Tuck’s modern frame for a large wall mirror (built in to the woodwork mantelpiece and fireplace façade in the living-room of Sandy MacNab’s home in Oregon’s The Dalles) plays glass off of glass for a dramatic three-dimensional effect.

This is Tuck’s first artwork to use fused glass (created when two or more pieces of glass are placed in a kiln and heated until they fuse together into a single piece). Unlike stained glass, fused glass has no “lead lines” to design around, and dimension can be added to flat glass without having to cut and assemble hundreds of smaller pieces.

Tuck created the fusions for this decorative mirror frame using hand-cut pieces of specialty iridescent glass, and since she didn’t at the time own her own glass kiln, had the pieces fired by a “really good” local glass blower, Andy Nichols of Nichols Art Glass (The Dalles, OR). Tuck credits Andy with inspiring her first experiments with fused glass.

detail from an art glass mosaic by Tuck Contreras (e-copyright 2010)

Close-up view of the lower-left corner of the mirror frame.

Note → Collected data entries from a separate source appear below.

PR #46, opened 2017-06-14
JsonSerializable Assembler

veewee:
This new assembler makes it possible to JSON serialize all SOAP types. This could be used to log smaller versions of the request / responses etc.


eduarguz:
How could I use that in my logs? Do I need a new `LogPlugin` ?

veewee:
@eduarguz : It was added for custom logging implementations. In the internal implementation we use print_r, but that might not be what you want. In that case you can write your own logger based on the event system and use json_encode instead. (Some loggers like zendframework/zend-log try that by default)

eduarguz:
Thank you for your answer, was very useful.

Issue #50, opened 2017-06-30
Make it possible to configure the visibility in the PropertyAssembler


veewee:
Currently the PropertyAssembler generates protected properties by default.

The glass was glued on to the mirror with clear adhesive caulk and grouted with black adhesive caulk.


detail from an art glass mosaic by Tuck Contreras (e-copyright 2010)

Close-up view of the lower-right corner of the mirror frame.


Mirror in Fused Glass was commissioned, along with Tuck’s Sunflower in Glass, by interior designer Cheryl Rivera, and was completed in March 2010.